El voto que Lima no quiso entender, por Eliana Carlín

Los resultados de hoy son, también, el resultado de años de mirar sin ver. El establishment tiene ahora una oportunidad — no de corregir al votante, sino de aprender de él.

Mientras escribo estas líneas no parece estar completamente definido quién pasa a la segunda vuelta con Keiko Fujimori. El nivel de violencia mostrado por Rafael López Aliaga en los últimos días demuestra que un escenario con Renovación Popular en segunda vuelta estaría plagado de altisonancias y agresividad, pese a que el fujimorismo es ideológicamente su primo hermano.

De pasar a segunda vuelta Roberto Sánchez, como parecen indicar la mayoría de proyecciones, vendría hacia delante una campaña con una polarización enorme, probablemente con violencia interpersonal en varios niveles y la aparición de nuestras peores fracturas como sociedad.

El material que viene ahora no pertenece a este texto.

PR #409, opened 2023-04-06
Jmrt pwem

delarosatrevin:
## Two main changes in this PR:
* Refactor some movie align functions to be used in a batch implementation of motioncor2
* Created ProtSubsetRange for selecting a subset (e.g. 1-50k) of element from a set. 
   *  Although this functionality is implemented in the more general ProtSubset protocol, it is extremely SLOW
   * For example, selecting 50k subset out of 300k input set, took 3h in ProtSubet, the same operation is only 8s in ProtSubsetRange


azazellochg (approved):
movie alignment changes look good to me. I leave subsets for @pconesa

pwem/protocols/protocol_sets.py
```diff
@@ -884,3 +884,84 @@ def _summary(self):
...
+        end = (rangeTo if rangeTo >= 0 else inputSet.getSize()) - 1
+
+        for i, item in enumerate(inputSet.iterItems()):
+            if i > end:
+                break
+            if i >= start:
+                outputSet.append(item)
+
+        if n := outputSet.getSize():
+            key = 'output' + inputClassName.replace('SetOf', '')
```
pconesa, line 942: With this type of protocols, (subsets, joins,...) It is almost impossible to define possible outputs with this naming scheme. My suggestion would be to choose a fixed name and define possible outputs so it can be used when planning a workflow.

pwem/protocols/protocol_sets.py
```diff
@@ -884,3 +884,84 @@ def _summary(self):
...
+
+    # -------------------------- DEFINE param functions -----------------------
+    def _defineParams(self, form):
+        form.addSection(label='Input')
+
+        add = form.addParam  # short notation
+        add('inputSet', pwprot.params.PointerParam, pointerClass='EMSet',
+            label="Input set of items", important=True,
+            help='Input from where the subset will be created.')
+        add('rangeFrom', pwprot.params.IntParam, default=1,
```
pconesa, line 906: I like more the idea of the String param and specifying the id like 1-200, 250-300 ...

It is more flexible...not sure if this is precisely the origin of the performance issue in the "traditional subsets" protocol?

pconesa (commented):
NIce improvement from 3h to 8s!! Would be nice to understand why this difference.

I've commented some lines. Cheers.

pwem/protocols/protocol_sets.py
delarosatrevin: Hi Pablo, as you said, it is almost impossible...since it can create subsets of many set types. So, I prefer to not define any possible output because it will add many "possible" entries to the selection dialog. I think this protocol is mostly used through API, where the workflow can be built anyway...or more in normal GUI processing one step after the other.

pconesa:
Haven't got time to review. I'll try to find some time this week.

pwem/protocols/protocol_sets.py
```diff
@@ -571,81 +571,48 @@ def createOutputStep(self):
...
+        if nElements > 100000:  # show progressBar for large sets
+            progress = ProgressBar(total=nElements, fmt=ProgressBar.NOBAR)
+            progress.start()
+            sys.stdout.flush()
+            step = max(25000, nElements // 25000)
 
-            for finalId in finalIds:
+        i = 0
 
-                item = inputFullSet[finalId]
```
pconesa, line 647: Good job Jose Miguel... I think this way of accessing the set  set[id] is a performance killer.

pconesa (approved):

Una reedición de lo ocurrido en 2021, pero como una secuela no esperada por muchos.

Roberto Sánchez, de Juntos por el Perú, se encuentra disputando ahora mismo su pase a segunda vuelta. Me detengo en este punto para reflexionar sobre los denodados esfuerzos que se han venido desarrollando desde distintas organizaciones, empresas y personas naturales para impedir que esto ocurra. Más concretamente, para buscar que los peruanos no voten por una alternativa similar a esta. Sin ánimo de hacer una crítica árida, estos resultados muestran que el establishment se sigue mirando el ombligo.

Si bien creo que parte desde una intención buena, querer enseñarle civismo a las personas para civilizar sus votos y sus percepciones sobre la sociedad es un enfoque errado y paternalista. Ha llegado el momento de asumir humildemente que desde el establishment limeño se necesita aprender, si de verdad se busca tener una república posible, vivible. ¿Qué genera el voto anti-establishment?, ¿por qué el mayor clivaje que tenemos hoy es Lima-regiones?, ¿hemos hecho lo suficiente para abordar las brechas sociales que nos afectan hoy?

Los resultados de hoy son, también, el resultado de años de mirar sin ver. El establishment tiene ahora una oportunidad —no de corregir al votante, sino de aprender de él. De entender, de una vez, que la república posible no se construye desde arriba hacia abajo. Se construye cuando alguien, por fin, decide escuchar de verdad.